Despite the forced evictions and mass murders, the US provided aid to successive military regimes.

In the past decade, foreign companies (mostly US and Canadian mining corporations) were granted hundreds of new concessions to operate on Mayan land.

The truth commission found that through the 1970s and 80s, some of these companies collaborated with the military in its genocide.

Foreign mining companies are still being accused of involvement in human rights abuses.

In 2007, HudBay Minerals was forced to defend itself in three separate lawsuits launched in Canadian courts. One case arose from the rape of eleven women during a forced eviction, another involved the murder of an indigenous community leader.

Annie Bird and Grahame Russell of Canadian-based Rights Action wrote in 2010: “Mining companies operate, in Guatemala, with next to complete impunity. The legal system in Guatemala is weak, at best, and corrupted, at worse.”

Many of these companies habitually whitewash environmental and human rights concerns, making it difficult for indigenous voices to be heard abroad.
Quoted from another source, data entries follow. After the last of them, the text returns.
Issue #27712, opened 2023-10-19
[BUG] Google Chrome leaves CrashPadMetrics files behind


mxschmitt:
<img width="2004" alt="image" src="https://github.com/microsoft/playwright/assets/17984549/d448ccad-97c1-451b-9a8a-1bade71ea54d">

mxschmitt:
- Its not reproducible all the time
- Its not reproducible with Puppeteer, most likely because we use rimraf and they use fs.promises.rm to remove the userDatadir
- If we change our logic to the following it works without leaving any directories behind or showing any error in the DEBUG logs:

![image](https://github.com/microsoft/playwright/assets/17984549/8e54eadc-a459-48c4-b439-02e4a8147b19)

Why does rimraf not delete the file? Because it does not retry `EPERM` errors while fs.promises.rm does. Confirmed while debugging as per here:

https://github.com/isaacs/rimraf/blob/81c631e8e27303ad7aa1f8de319463825b6ac7fc/src/retry-busy.ts#L26

PR #27790, opened 2023-10-25
chore: get rid of rimraf package

mxschmitt:
This seems more reliable nowadays as rimraf.

https://github.com/microsoft/playwright/issues/27712

### DIFF
--- a/packages/playwright-core/src/utils/fileUtils.ts
+++ b/packages/playwright-core/src/utils/fileUtils.ts
@@ -16,7 +16,6 @@
 
 import fs from 'fs';
 import path from 'path';
-import { rimraf } from '../utilsBundle';
 
 export const existsAsync = (path: string): Promise<boolean> => new Promise(resolve => fs.stat(path, err => resolve(!err)));
 
@@ -25,12 +24,10 @@ export async function mkdirIfNeeded(filePath: string) {
   await fs.promises.mkdir(path.dirname(filePath), { recursive: true }).catch(() => {});
 }
 
-export async function removeFolders(dirs: string[]): Promise<Array<Error|null|undefined>> {
-  return await Promise.all(dirs.map((dir: string) => {
-    return new Promise<Error|null|undefined>(fulfill => {
-      rimraf(dir, { maxRetries: 10 }).then(() => fulfill(undefined)).catch((e: Error) => fulfill(e));
-    });
-  }));
+export async function removeFolders(dirs: string[]): Promise<Error[]> {
+  return await Promise.all(dirs.map((dir: string) =>
+    fs.promises.rm(dir, { recursive: true, force: true, maxRetries: 10 })
+  )).catch(e => e);
 }
 
 export function canAccessFile(file: string) {
--- a/packages/playwright-core/src/utils/processLauncher.ts
+++ b/packages/playwright-core/src/utils/processLauncher.ts
@@ -15,11 +15,11 @@
  * limitations under the License.
  */
 
+import fs from 'fs';
 import * as childProcess from 'child_process';
 import * as readline from 'readline';
 import { isUnderTest } from './';
 import { removeFolders } from './fileUtils';
-import { rimraf } from '../utilsBundle';
 
 export type Env = {[key: string]: string | number | boolean | undefined};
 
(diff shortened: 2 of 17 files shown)


pavelfeldman:
Does it fix the bug?

mxschmitt:
> Does it fix the bug?

Yes see https://github.com/microsoft/playwright/issues/27712#issuecomment-1777024107 for investigation notes. rinraf was useful before Node.js had it built-in.

packages/playwright-core/src/utils/processLauncher.ts
```diff
@@ -245,7 +245,7 @@ export async function launchProcess(options: LaunchProcessOptions): Promise<Laun
     options.log(`[pid=${spawnedProcess.pid || 'N/A'}] starting temporary directories cleanup`);
     for (const dir of options.tempDirectories) {
       try {
-        rimraf.sync(dir);
+        fs.rmSync(dir, { force: true, recursive: true, maxRetries: 10 });
```
dgozman, line 248: I wonder how does the sync version retry? Perhaps we should limit the number of retries here, say to 5, because max total time is quadratic?

dgozman (approved):

packages/playwright-core/src/utils/processLauncher.ts
mxschmitt, line 248:
```suggestion
        fs.rmSync(dir, { force: true, recursive: true, maxRetries: 5 });
```

packages/playwright-core/src/utils/processLauncher.ts
```diff
@@ -245,7 +245,7 @@ export async function launchProcess(options: LaunchProcessOptions): Promise<Laun
     options.log(`[pid=${spawnedProcess.pid || 'N/A'}] starting temporary directories cleanup`);
     for (const dir of options.tempDirectories) {
       try {
-        rimraf.sync(dir);
+        fs.rmSync(dir, { force: true, recursive: true, maxRetries: 5 });
```
mxschmitt, line 248:
```suggestion
        fs.rmSync(dir, { force: true, recursive: true, maxRetries: 10 });
```

packages/playwright-core/src/utils/processLauncher.ts
mxschmitt, line 248:
```suggestion
        fs.rmSync(dir, { force: true, recursive: true, maxRetries: 5 });
```

mxschmitt, line 248:
```suggestion
        fs.rmSync(dir, { force: true, recursive: true, maxRetries: 5 });
```

packages/playwright-core/src/utils/fileUtils.ts
```diff
@@ -25,12 +24,10 @@ export async function mkdirIfNeeded(filePath: string) {
...
-export async function removeFolders(dirs: string[]): Promise<Array<Error|null|undefined>> {
-  return await Promise.all(dirs.map((dir: string) => {
-    return new Promise<Error|null|undefined>(fulfill => {
-      rimraf(dir, { maxRetries: 10 }).then(() => fulfill(undefined)).catch((e: Error) => fulfill(e));
-    });
-  }));
+export async function removeFolders(dirs: string[]): Promise<Error[]> {
+  return await Promise.all(dirs.map((dir: string) =>
+    fs.promises.rm(dir, { recursive: true, force: true, maxRetries: 10 })
+  )).catch(e => e);
```
itchyny, line 30: This looks like a mistake of `.catch(e => e)));`, i.e. should catch each error of `fs.promises.rm`. Otherwise the return type should be `Promise<Error>`.

itchyny:
```
const fs = require('fs');
const dirs = ['/tmp/x', '/tmp/y'];

(async () => {
  await Promise.all(dirs.map((dir) => Promise.reject({ dir }))).catch(e => e).then(x => console.log(x));
  // { dir: '/tmp/x' }

  await Promise.all(dirs.map((dir) => Promise.reject({ dir }).catch(e => e))).then(x => console.log(x));
  // [ { dir: '/tmp/x' }, { dir: '/tmp/y' } ]
})();
```

itchyny: As a result, the following line of `packages/playwright/src/runner/tasks.ts` yields `TypeError: object is not iterable (cannot read property Symbol(Symbol.iterator))`.
```
await Promise.all(Array.from(outputDirs).map(outputDir => removeFolders([outputDir]).then(async ([error]) => {
```

mxschmitt: Good catch, are you interested in contributing a fix?

itchyny: Yes of course, I opened a pull request: https://github.com/microsoft/playwright/pull/28239.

One example can be found in the supposedly independent Human Rights Impact Assessment of Goldcorp's Marlin Mine in San Miguel, Ixtahuacan.

After being entirely funded by Goldcorp, the study unsurprisingly found that the strip mine was operating in a “responsible” manner.

An independent report, however, found that a nearby river was contaminated. Local activists have reported receiving death sentences and being shot at.

Amnesty International describes Guatemala today as a country “crushed by the rule of impunity, as well as extreme social inequality”.

Oxfam said half of indigenous children “suffer from chronic undernourishment”.

The United Nations Development Programme found in 2006 that 6.6 million Guatemalans lived in poverty; 2 million suffered extreme poverty.

On the other hand, at the turn of the century 2% of the population owned more than 70% of the land. Guatemala is one of the most economically unequal in the world.

Allowing foreign corporations to take more land from some of the world's poorest people makes the situation worse.

The prosecution of Montt may be a step in the right direction, but it is a small one in a country riddled with extreme injustices.